Which is what you were thinking... The horizontal velocity doesn't change, and since the object was only moving horizontally, it doesn't move down either. Once you apply this approximation again you will see the object start to move down, and the horizontal velocity will change. This is shown in the animation below for a rather large $$\Delta t$$ where I have paused it after the first step to show the purely horizontal motion.

Once you make $$\Delta t$$ smaller and smaller, you will see that we get a trajectory that looks more like uniform circular motion.

But you can never escape that the very next instant will have no change in horizontal velocity for finite $$\Delta t$$. This is because in the continuous limit there really is no "next moment", i.e., you cannot pick the "next real number" after $$0$$.

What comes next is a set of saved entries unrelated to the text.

PR #11465, opened 2025-10-03
prov/efa: dmabuf try / fallback logic

nmazzilli3:
feat: Adding default dmabuf attempt and fallback logic for all efa_hmem_ifaces

Problem:
  - How make dmabuf usage default going forward and have fallback mechanism if dmabuf not supported

Solution:
  - Modified initial PR from @jiaxiyan at https://github.com/ofiwg/libfabric/commit/6aa6708f99234ddef233182d656ec25eb1c5159b#diff-9b57a9410ed94ed1f1aea837412e68bbe9b49582edce813ba352fffb37dcc007
  - Added dmabuf_supported_by_device_b flag in efa_hmem_info structure in prov/efa/efa_hmem.h
  - Updated dmabuf_supported_by_device_b in each fi_hmem_iface type p2p_support fcn in prov/efa/efa_hmem.c
  - Removed per fi_hmem_iface type checks in prov/efa/efa_mr_reg_ibv_mr.c -

Testing:
  - Ran mpi perf tests on 2 nodes on p5en with dmabuf and fallback option hard set
  - Ran mpi perf tests on 16 nodes on p5en with dmabuf and fallback option hard set

Sim Issue:
  - N/A

### DIFF
--- a/prov/efa/src/efa_hmem.c
+++ b/prov/efa/src/efa_hmem.c
@@ -118,6 +118,8 @@ static inline void efa_hmem_info_check_p2p_support_cuda(struct efa_hmem_info *in
 	int dmabuf_fd;
 	uint64_t dmabuf_offset;
 
+	info->dmabuf_supported_by_device_b = false;
+
 	cuda_ret = ofi_cudaMalloc(&ptr, len);
 	if (cuda_ret != cudaSuccess) {
 		info->initialized = false;
@@ -145,6 +147,7 @@ static inline void efa_hmem_info_check_p2p_support_cuda(struct efa_hmem_info *in
 				"Fall back to ibv_reg_mr\n", fi_strerror(-errno));
 			ibv_mr = ibv_reg_mr(ibv_pd, ptr, len, ibv_access);
 		}
+		info->dmabuf_supported_by_device_b = true;
 	} else {
 		EFA_INFO(FI_LOG_CORE,
 			"Unable to retrieve dmabuf fd of CUDA device buffer: %d. "
@@ -193,6 +196,8 @@ static inline void efa_hmem_info_check_p2p_support_neuron(struct efa_hmem_info *
 	uint64_t offset;
 	int ret;
 
+	info->dmabuf_supported_by_device_b = false;
+
 	if (g_efa_selected_device_list[0].device_caps & EFADV_DEVICE_ATTR_CAPS_RDMA_READ) {
 		ibv_access |= IBV_ACCESS_REMOTE_READ;
 	}
@@ -222,6 +227,7 @@ static inline void efa_hmem_info_check_p2p_support_neuron(struct efa_hmem_info *
 		ibv_mr = ibv_reg_dmabuf_mr(
 					ibv_pd, offset,
 					len, (uint64_t)ptr, dmabuf_fd, ibv_access);
+		info->dmabuf_supported_by_device_b = true;
 	} else if (ret == -FI_EOPNOTSUPP) {
 		EFA_INFO(FI_LOG_MR,
 			"Unable to retrieve dmabuf fd of Neuron device buffer, "
@@ -284,9 +290,14 @@ efa_hmem_info_init_iface(enum fi_hmem_iface iface)
 	}
 
 	info->initialized = true;
+	info->max_medium_msg_size = 0;
+	info->runt_size = 0;
+	info->min_read_msg_size = 0;
+	info->min_read_write_size = 0;
 
 	if (iface == FI_HMEM_SYNAPSEAI || iface == FI_HMEM_SYSTEM) {
 		info->p2p_supported_by_device = true;
+		info->dmabuf_supported_by_device_b = true;
 	} else if (ofi_hmem_p2p_disabled()) {
 		info->p2p_supported_by_device = false;
 	} else {
--- a/prov/efa/src/efa_hmem.h
+++ b/prov/efa/src/efa_hmem.h
@@ -24,6 +24,7 @@ static const enum fi_hmem_iface efa_hmem_ifaces[] = {
 struct efa_hmem_info {
 	bool initialized; 	/* do we support it at all */
 	bool p2p_supported_by_device;	/* do we support p2p with this device */
+	bool dmabuf_supported_by_device_b;	/* do we support dmabuf with this device */
 
 	size_t max_medium_msg_size;
 	size_t runt_size;
--- a/prov/efa/src/efa_mr.c
+++ b/prov/efa/src/efa_mr.c
@@ -506,77 +506,82 @@ struct ibv_mr *efa_mr_reg_ibv_dmabuf_mr(struct ibv_pd *pd, uint64_t offset,
  * @param flags flags in fi_mr_reg/fi_mr_regattr
  * @return struct ibv_mr* the ptr to the registered MR
  */
-static struct ibv_mr *efa_mr_reg_ibv_mr(struct efa_mr *efa_mr, struct fi_mr_attr *mr_attr,
-					int access, const uint64_t flags)
+static struct ibv_mr *efa_mr_reg_ibv_mr(struct efa_mr *efa_mr,
+                                        struct fi_mr_attr *mr_attr,
+                                        int access, const uint64_t flags)
 {
-	int dmabuf_fd;
-	uint64_t offset;
-	int ret;
-	struct ibv_mr *ibv_mr;
+    int dmabuf_fd;
+    uint64_t offset;
+    int ret;
 
-	if (flags & FI_MR_DMABUF)
-		return efa_mr_reg_ibv_dmabuf_mr(
-			efa_mr->domain->ibv_pd,
-			mr_attr->dmabuf->offset,
-			mr_attr->dmabuf->len,
-			(uintptr_t) mr_attr->dmabuf->base_addr + mr_attr->dmabuf->offset,
-			mr_attr->dmabuf->fd,
-			access
-		);
+    /* Explicit dmabuf registration */
+    if (flags & FI_MR_DMABUF) {
+        if (!mr_attr->dmabuf) {
+            EFA_WARN(FI_LOG_MR, "FI_MR_DMABUF set but mr_attr->dmabuf == NULL\n");
+            return NULL;
+        }
+        if (!g_efa_hmem_info[mr_attr->iface].dmabuf_supported_by_device_b) {
+            EFA_WARN(FI_LOG_MR,
+                     "Requested FI_MR_DMABUF, but dmabuf not supported for iface=%d\n",
+                     mr_attr->iface);
+            return NULL;
+        }
 
-	if (efa_mr_is_synapseai(efa_mr)) {
-		ret = ofi_hmem_get_dmabuf_fd(efa_mr->peer.iface,
-					     mr_attr->mr_iov->iov_base,
-					     (uint64_t) mr_attr->mr_iov->iov_len,
-					     &dmabuf_fd, &offset);
-		if (ret != FI_SUCCESS) {
-			EFA_WARN(FI_LOG_MR, "Unable to get dmabuf fd for Gaudi device buffer \n");
-			return NULL;
-		}
-		return efa_mr_reg_ibv_dmabuf_mr(
-				efa_mr->domain->ibv_pd, offset,
-				mr_attr->mr_iov->iov_len,
-				(uint64_t)mr_attr->mr_iov->iov_base,
-				dmabuf_fd, access);
-	}
+        EFA_INFO(FI_LOG_MR,
+                 "FI_MR_DMABUF: fd=%d offset=%lu len=%zu\n",
+                 mr_attr->dmabuf->fd, mr_attr->dmabuf->offset,
+                 mr_attr->dmabuf->len);
 
-	/*
-	 * TODO: need such fallback for cuda as well when
-	 * FI_CUDA_API_PERMITTED is true
-	 */
-	if (efa_mr_is_neuron(efa_mr)) {
-		ret = ofi_hmem_get_dmabuf_fd(
-				efa_mr->peer.iface,
-				mr_attr->mr_iov->iov_base,
-				mr_attr->mr_iov->iov_len,
-				&dmabuf_fd,
-				&offset);
+        return efa_mr_reg_ibv_dmabuf_mr(
+            efa_mr->domain->ibv_pd,
+            mr_attr->dmabuf->offset,
+            mr_attr->dmabuf->len,
+            (uintptr_t) mr_attr->dmabuf->base_addr + mr_attr->dmabuf->offset,
+            mr_attr->dmabuf->fd,
+            access);
+    }
 
-		if (ret == FI_SUCCESS) {
-			/* Success => invoke ibv_reg_dmabuf_mr */
-			ibv_mr = efa_mr_reg_ibv_dmabuf_mr(
-					efa_mr->domain->ibv_pd, 0,
-					mr_attr->mr_iov->iov_len,
-					(uint64_t)mr_attr->mr_iov->iov_base,
-					dmabuf_fd, access);
-			(void) ofi_hmem_put_dmabuf_fd(efa_mr->peer.iface, dmabuf_fd);
-			return ibv_mr;
-		} else if (ret == -FI_EOPNOTSUPP) {
-			/* Protocol not available => fallback */
-			EFA_INFO(FI_LOG_MR,
-				"Unable to get dmabuf fd for Neuron device buffer, "
-				"Fall back to ibv_reg_mr\n");
-			return ibv_reg_mr(
-				efa_mr->domain->ibv_pd,
-				(void *)mr_attr->mr_iov->iov_base,
-				mr_attr->mr_iov->iov_len, access);
-		}
-		return NULL;
-	}
+    /* Implicit VA path with dmabuf-first */
+    if (g_efa_hmem_info[mr_attr->iface].dmabuf_supported_by_device_b) {
+        ret = ofi_hmem_get_dmabuf_fd(
+                mr_attr->iface,
+                mr_attr->mr_iov->iov_base,
+                (uint64_t) mr_attr->mr_iov->iov_len,
+                &dmabuf_fd, &offset);
 
-	return ibv_reg_mr(efa_mr->domain->ibv_pd,
-			(void *)mr_attr->mr_iov->iov_base,
-			mr_attr->mr_iov->iov_len, access);
+        if (ret == FI_SUCCESS) {
+            EFA_INFO(FI_LOG_MR,
+                     "Registering dmabuf MR: fd=%d offset=%lu len=%zu\n",
+                     dmabuf_fd, offset, mr_attr->mr_iov->iov_len);
+
+            return efa_mr_reg_ibv_dmabuf_mr(
+                efa_mr->domain->ibv_pd, offset,
+                mr_attr->mr_iov->iov_len,
+                (uint64_t)mr_attr->mr_iov->iov_base,
+                dmabuf_fd, access);
+        }
+
+        if (ret == -FI_EOPNOTSUPP || ret == -FI_ENOSYS) {
+            EFA_WARN(FI_LOG_MR,
+                     "dmabuf not supported at runtime for iface=%d, disabling\n",
+                     mr_attr->iface);
+			g_efa_hmem_info[mr_attr->iface].dmabuf_supported_by_device_b = false;
+        } else {
+            EFA_WARN(FI_LOG_MR,
+                     "ofi_hmem_get_dmabuf_fd failed: ret=%d (%s)\n",
+                     ret, fi_strerror(-ret));
+        }
+        /* fall through to ibv_reg_mr */
+    }
+
+    /* Fallback: plain ibv_reg_mr */
+    EFA_WARN(FI_LOG_MR,
+             "Fallback ibv_reg_mr: addr=%p len=%zu\n",
+             mr_attr->mr_iov->iov_base, mr_attr->mr_iov->iov_len);
+
+    return ibv_reg_mr(efa_mr->domain->ibv_pd,
+                      (void *)mr_attr->mr_iov->iov_base,
+                      mr_attr->mr_iov->iov_len, access);
 }
 
 #if HAVE_CUDA


prov/efa/src/efa_hmem.c
```diff
@@ -284,9 +290,14 @@ efa_hmem_info_init_iface(enum fi_hmem_iface iface)
...
 
 	info->initialized = true;
+	info->max_medium_msg_size = 0;
+	info->runt_size = 0;
+	info->min_read_msg_size = 0;
+	info->min_read_write_size = 0;
 
 	if (iface == FI_HMEM_SYNAPSEAI || iface == FI_HMEM_SYSTEM) {
 		info->p2p_supported_by_device = true;
+		info->dmabuf_supported_by_device_b = true;
```
shijin-aws: Is dmabuf working for system memory?

prov/efa/src/efa_mr.c
```diff
@@ -506,77 +506,82 @@ struct ibv_mr *efa_mr_reg_ibv_dmabuf_mr(struct ibv_pd *pd, uint64_t offset,
...
+            mr_attr->dmabuf->offset,
+            mr_attr->dmabuf->len,
+            (uintptr_t) mr_attr->dmabuf->base_addr + mr_attr->dmabuf->offset,
+            mr_attr->dmabuf->fd,
+            access);
+    }
+
+    /* Implicit VA path with dmabuf-first */
+    if (g_efa_hmem_info[mr_attr->iface].dmabuf_supported_by_device_b) {
+        ret = ofi_hmem_get_dmabuf_fd(
```
shijin-aws, line 546: if it is system memory, does it work?

shijin-aws: system memory is ofi_hmem_no_get_dmabuf_fd will fail always, so we shouldn't need to detect it.

prov/efa/src/efa_hmem.c
nmazzilli3: This is most likely a misunderstanding on my end. It looked like dmabuf was attempted in every path for SYNAPSEAI. What should this be instead

prov/efa/src/efa_mr.c
nmazzilli3: Would it matter since we fallback anyways? What instance types / os combos could i run this against to get this data?

prov/efa/src/efa_hmem.c
shijin-aws: It was attempted in every path for synapseai. Though this is not idea, but when the code was introduced, there was no get_dmabuf_fd API for synapseai, and I didn't test whether that get_dmabuf_fd API work on Gaudi 1 (the synapseai GPU on AWS platform today). So I would keep the code as is today.

For system memory I think we should just make it as false as it doesn't make much sense to try and fallback additionally

prov/efa/src/efa_mr.c
shijin-aws: We shouldn't fallback, we should just do what it is expected to do. Btw, I have seen tons of such warning in the log which is not what we expect?

```
libfabric:162433:1759529671::efa:mr:efa_mr_reg_ibv_mr():578<warn> Fallback ibv_reg_mr: addr=0x6136f29d1170 len=1024
libfabric:162433:1759529671::efa:mr:efa_mr_reg_ibv_mr():578<warn> Fallback ibv_reg_mr: addr=0x6136f29d1820 len=1024
libfabric:162433:1759529671::efa:mr:efa_mr_reg_ibv_mr():578<warn> Fallback ibv_reg_mr: addr=0x6136f29d1ed0 len=1024
libfabric:162433:1759529671::efa:mr:efa_mr_reg_ibv_mr():578<warn> Fallback ibv_reg_mr: addr=0x6136f29d2580 len=1024
libfabric:162433:1759529671::efa:mr:efa_mr_reg_ibv_mr():578<warn> Fallback ibv_reg_mr: addr=0x6136f29d2c30 len=1024

```

prov/efa/src/efa_hmem.c
```diff
@@ -145,6 +147,7 @@ static inline void efa_hmem_info_check_p2p_support_cuda(struct efa_hmem_info *in
 				"Fall back to ibv_reg_mr\n", fi_strerror(-errno));
 			ibv_mr = ibv_reg_mr(ibv_pd, ptr, len, ibv_access);
 		}
+		info->dmabuf_supported_by_device_b = true;
```
jiaxiyan: This should be in an `else` statement.

prov/efa/src/efa_hmem.c
```diff
@@ -222,6 +227,7 @@ static inline void efa_hmem_info_check_p2p_support_neuron(struct efa_hmem_info *
 		ibv_mr = ibv_reg_dmabuf_mr(
 					ibv_pd, offset,
 					len, (uint64_t)ptr, dmabuf_fd, ibv_access);
+		info->dmabuf_supported_by_device_b = true;
```
jiaxiyan: This needs to be set as false `if (!ibv_mr)`.

prov/efa/src/efa_hmem.h
```diff
@@ -24,6 +24,7 @@ static const enum fi_hmem_iface efa_hmem_ifaces[] = {
 struct efa_hmem_info {
 	bool initialized; 	/* do we support it at all */
 	bool p2p_supported_by_device;	/* do we support p2p with this device */
+	bool dmabuf_supported_by_device_b;	/* do we support dmabuf with this device */
```
jiaxiyan, line 27: what does `_b` stand for?

prov/efa/src/efa_mr.c
```diff
@@ -506,77 +506,82 @@ struct ibv_mr *efa_mr_reg_ibv_dmabuf_mr(struct ibv_pd *pd, uint64_t offset,
...
+        if (ret == FI_SUCCESS) {
+            EFA_INFO(FI_LOG_MR,
+                     "Registering dmabuf MR: fd=%d offset=%lu len=%zu\n",
+                     dmabuf_fd, offset, mr_attr->mr_iov->iov_len);
+
+            return efa_mr_reg_ibv_dmabuf_mr(
+                efa_mr->domain->ibv_pd, offset,
+                mr_attr->mr_iov->iov_len,
+                (uint64_t)mr_attr->mr_iov->iov_base,
+                dmabuf_fd, access);
```
jiaxiyan, line 562: `ofi_hmem_put_dmabuf_fd` is needed here to close the fd.

prov/efa/src/efa_mr.c
```diff
@@ -506,77 +506,82 @@ struct ibv_mr *efa_mr_reg_ibv_dmabuf_mr(struct ibv_pd *pd, uint64_t offset,
...
+        } else {
+            EFA_WARN(FI_LOG_MR,
+                     "ofi_hmem_get_dmabuf_fd failed: ret=%d (%s)\n",
+                     ret, fi_strerror(-ret));
+        }
+        /* fall through to ibv_reg_mr */
+    }
+
+    /* Fallback: plain ibv_reg_mr */
+    EFA_WARN(FI_LOG_MR,
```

• @Riz222 No problem :) Commented Feb 11, 2020 at 20:01

People have given detailed answers above. I will just offer a more intuitive way of thinking about it. You're right that at the instant under consideration there is no horizontal force on the object. So that tells us that its horizontal speed is not under any influence of change at that instant. Therefore, the object continues with that speed but as soon as it leaves the point under consideration there is then a horizontal component of force on the object so its speed changes.

It is peculiar indeed! But there is a resolution. It lies in understanding limits.

Say at $$t=0$$ you are at $$\left(0,r\right)$$ where the force is purely along $$-\hat{y}$$. Then at any arbitrary instant $$dt$$ the force is no longer purely along $$-\hat{y}$$. It is like saying at $$t=0$$ there is no force along $$\hat{x}$$ but at the very next instant there is. But this statement is meaningless. It’s like asking what’s the real number next to $$0$$.

Thus the motion is purely along $$x$$ only at exactly $$t=0$$ and has components along $$y$$ for $$t\ne0$$.